### Work to be completed:
Of the lines below, write out exactly those from the line with "this.folder = folder;" through the line with "we may have.", both included, and skip the rest.

### Entries taken from a collection:
►

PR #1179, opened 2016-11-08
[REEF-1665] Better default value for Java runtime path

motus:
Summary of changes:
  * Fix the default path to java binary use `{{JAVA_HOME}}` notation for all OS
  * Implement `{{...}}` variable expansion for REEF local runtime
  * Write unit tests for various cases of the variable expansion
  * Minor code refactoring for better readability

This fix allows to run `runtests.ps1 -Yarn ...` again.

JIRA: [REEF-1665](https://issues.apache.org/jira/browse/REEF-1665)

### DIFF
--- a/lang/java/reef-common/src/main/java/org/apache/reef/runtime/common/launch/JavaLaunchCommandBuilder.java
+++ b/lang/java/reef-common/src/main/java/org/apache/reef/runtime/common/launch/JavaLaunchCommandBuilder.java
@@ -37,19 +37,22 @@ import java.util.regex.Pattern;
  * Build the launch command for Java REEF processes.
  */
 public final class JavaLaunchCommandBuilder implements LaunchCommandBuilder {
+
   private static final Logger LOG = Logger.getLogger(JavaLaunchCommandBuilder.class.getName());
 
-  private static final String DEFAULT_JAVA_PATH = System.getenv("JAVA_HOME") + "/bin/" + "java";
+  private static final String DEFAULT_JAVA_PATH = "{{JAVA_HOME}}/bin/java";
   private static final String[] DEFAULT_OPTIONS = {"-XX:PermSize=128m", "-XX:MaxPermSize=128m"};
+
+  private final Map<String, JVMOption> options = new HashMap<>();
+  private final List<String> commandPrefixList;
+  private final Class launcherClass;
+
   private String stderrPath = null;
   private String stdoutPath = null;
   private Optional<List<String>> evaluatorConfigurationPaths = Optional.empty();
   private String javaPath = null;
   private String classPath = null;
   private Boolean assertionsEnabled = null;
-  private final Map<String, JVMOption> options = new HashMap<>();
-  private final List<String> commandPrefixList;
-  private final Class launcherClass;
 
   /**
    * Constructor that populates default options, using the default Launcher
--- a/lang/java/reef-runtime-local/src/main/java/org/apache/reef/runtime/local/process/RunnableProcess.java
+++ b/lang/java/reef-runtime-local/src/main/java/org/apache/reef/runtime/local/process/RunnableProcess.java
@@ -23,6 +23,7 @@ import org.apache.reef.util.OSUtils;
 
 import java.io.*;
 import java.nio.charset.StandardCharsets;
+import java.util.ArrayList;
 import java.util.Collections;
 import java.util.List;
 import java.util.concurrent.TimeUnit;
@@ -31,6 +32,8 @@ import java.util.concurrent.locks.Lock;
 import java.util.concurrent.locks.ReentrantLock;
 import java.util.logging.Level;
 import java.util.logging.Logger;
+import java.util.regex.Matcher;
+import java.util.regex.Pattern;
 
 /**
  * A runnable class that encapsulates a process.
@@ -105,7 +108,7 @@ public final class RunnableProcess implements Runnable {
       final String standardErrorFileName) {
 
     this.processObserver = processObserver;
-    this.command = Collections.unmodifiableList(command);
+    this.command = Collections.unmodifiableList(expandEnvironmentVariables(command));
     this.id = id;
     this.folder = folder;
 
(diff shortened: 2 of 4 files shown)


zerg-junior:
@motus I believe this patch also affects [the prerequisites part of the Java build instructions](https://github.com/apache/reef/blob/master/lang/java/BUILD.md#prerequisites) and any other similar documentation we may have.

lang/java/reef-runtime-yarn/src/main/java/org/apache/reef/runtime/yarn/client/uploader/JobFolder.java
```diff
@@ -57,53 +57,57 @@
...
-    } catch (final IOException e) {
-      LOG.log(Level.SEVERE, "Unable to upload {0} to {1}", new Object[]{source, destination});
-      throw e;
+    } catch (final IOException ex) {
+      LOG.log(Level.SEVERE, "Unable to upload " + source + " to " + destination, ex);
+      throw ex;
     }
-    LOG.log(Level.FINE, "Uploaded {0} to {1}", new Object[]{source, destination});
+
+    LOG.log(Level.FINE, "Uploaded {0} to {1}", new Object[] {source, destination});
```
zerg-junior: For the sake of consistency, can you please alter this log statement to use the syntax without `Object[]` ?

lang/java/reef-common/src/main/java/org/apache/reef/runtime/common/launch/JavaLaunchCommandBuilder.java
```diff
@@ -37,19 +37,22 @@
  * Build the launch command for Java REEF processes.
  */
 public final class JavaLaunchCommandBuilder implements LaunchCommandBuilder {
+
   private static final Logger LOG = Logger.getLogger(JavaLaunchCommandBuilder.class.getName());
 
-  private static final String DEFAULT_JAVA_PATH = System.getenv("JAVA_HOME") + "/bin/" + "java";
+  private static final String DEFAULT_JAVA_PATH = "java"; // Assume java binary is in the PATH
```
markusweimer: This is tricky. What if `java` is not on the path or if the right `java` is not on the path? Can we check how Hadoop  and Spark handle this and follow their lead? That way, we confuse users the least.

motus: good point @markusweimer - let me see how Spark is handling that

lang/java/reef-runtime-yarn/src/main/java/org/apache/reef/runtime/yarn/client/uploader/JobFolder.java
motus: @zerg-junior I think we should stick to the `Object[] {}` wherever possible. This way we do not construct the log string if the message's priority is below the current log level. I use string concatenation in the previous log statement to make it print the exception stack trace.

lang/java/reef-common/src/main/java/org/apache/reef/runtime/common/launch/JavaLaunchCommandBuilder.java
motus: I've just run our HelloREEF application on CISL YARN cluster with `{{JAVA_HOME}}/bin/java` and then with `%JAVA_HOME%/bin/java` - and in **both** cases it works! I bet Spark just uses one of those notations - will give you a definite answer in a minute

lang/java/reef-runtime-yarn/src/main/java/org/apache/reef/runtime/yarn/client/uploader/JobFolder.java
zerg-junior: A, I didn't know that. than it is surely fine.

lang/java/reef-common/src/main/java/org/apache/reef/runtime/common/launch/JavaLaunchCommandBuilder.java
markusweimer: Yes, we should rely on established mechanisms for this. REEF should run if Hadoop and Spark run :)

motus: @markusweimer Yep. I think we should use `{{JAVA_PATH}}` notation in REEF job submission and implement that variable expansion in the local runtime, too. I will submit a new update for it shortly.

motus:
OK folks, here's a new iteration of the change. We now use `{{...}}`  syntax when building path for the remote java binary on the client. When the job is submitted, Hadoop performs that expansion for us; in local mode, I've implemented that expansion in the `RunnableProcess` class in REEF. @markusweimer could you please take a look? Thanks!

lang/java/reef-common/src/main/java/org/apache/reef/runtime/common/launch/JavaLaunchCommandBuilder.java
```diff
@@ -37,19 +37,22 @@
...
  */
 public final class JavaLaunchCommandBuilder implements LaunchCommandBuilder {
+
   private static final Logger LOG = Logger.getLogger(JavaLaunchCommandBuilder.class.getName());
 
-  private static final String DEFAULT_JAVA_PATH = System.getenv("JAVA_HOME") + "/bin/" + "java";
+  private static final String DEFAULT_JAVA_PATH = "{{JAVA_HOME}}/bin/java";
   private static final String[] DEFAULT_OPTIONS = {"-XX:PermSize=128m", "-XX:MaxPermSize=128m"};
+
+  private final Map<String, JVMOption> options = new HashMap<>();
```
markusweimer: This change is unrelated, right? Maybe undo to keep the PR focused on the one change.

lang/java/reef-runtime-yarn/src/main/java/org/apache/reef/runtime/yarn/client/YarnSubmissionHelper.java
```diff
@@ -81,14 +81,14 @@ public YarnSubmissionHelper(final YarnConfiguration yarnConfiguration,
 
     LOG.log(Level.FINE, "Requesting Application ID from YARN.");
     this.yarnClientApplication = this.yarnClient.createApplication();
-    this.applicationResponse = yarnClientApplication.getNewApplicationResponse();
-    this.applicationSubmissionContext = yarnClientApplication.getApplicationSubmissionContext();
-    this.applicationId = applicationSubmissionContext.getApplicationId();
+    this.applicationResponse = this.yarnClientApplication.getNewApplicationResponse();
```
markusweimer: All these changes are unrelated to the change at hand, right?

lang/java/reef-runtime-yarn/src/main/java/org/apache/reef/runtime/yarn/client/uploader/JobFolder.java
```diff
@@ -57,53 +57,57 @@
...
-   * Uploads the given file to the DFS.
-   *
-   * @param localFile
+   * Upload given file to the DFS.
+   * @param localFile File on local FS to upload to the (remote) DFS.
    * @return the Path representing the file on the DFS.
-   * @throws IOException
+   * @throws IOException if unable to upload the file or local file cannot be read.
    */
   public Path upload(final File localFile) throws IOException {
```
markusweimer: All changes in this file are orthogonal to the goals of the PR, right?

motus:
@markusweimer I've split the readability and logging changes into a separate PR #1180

◄
►

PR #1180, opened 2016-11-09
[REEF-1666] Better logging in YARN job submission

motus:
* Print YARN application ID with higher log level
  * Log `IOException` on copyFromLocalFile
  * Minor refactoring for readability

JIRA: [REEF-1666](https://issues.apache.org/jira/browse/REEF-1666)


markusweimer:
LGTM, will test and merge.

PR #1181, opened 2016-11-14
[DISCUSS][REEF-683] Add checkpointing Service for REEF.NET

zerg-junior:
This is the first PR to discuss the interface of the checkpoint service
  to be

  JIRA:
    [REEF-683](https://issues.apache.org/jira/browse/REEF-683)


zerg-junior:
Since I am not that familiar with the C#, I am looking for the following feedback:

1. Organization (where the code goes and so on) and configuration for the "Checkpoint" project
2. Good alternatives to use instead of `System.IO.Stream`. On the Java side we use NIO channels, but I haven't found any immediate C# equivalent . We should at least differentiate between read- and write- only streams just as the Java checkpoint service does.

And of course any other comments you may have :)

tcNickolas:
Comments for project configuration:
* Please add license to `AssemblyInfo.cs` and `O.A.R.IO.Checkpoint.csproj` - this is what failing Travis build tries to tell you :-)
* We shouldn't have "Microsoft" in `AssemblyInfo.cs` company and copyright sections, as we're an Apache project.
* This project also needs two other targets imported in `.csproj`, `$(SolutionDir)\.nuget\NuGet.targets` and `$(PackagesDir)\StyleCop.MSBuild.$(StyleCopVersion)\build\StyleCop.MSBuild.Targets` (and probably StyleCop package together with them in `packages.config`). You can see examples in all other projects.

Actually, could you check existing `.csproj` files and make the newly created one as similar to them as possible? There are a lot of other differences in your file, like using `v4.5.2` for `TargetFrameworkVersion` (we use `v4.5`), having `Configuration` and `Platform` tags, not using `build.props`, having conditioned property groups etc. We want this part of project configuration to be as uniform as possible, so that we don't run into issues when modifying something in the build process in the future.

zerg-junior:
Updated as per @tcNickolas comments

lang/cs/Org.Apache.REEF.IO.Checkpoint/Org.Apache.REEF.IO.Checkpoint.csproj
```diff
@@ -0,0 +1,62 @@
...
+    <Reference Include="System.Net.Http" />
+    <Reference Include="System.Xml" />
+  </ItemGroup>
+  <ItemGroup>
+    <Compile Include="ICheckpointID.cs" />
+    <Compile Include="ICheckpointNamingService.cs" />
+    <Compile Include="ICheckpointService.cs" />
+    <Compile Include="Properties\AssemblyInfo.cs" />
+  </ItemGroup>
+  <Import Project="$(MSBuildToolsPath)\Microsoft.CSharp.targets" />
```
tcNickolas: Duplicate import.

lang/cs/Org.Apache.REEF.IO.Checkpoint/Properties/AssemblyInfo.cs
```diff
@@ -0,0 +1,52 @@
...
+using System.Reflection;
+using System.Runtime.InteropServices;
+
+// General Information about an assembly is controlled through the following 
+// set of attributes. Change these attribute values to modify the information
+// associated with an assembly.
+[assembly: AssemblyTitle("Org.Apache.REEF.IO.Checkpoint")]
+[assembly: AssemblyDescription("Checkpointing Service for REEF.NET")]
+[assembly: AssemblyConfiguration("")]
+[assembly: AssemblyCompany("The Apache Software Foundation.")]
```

◄

### Task answer:
     this.folder = folder;
 
(diff shortened: 2 of 4 files shown)


zerg-junior:
@motus I believe this patch also affects [the prerequisites part of the Java build instructions](https://github.com/apache/reef/blob/master/lang/java/BUILD.md#prerequisites) and any other similar documentation we may have.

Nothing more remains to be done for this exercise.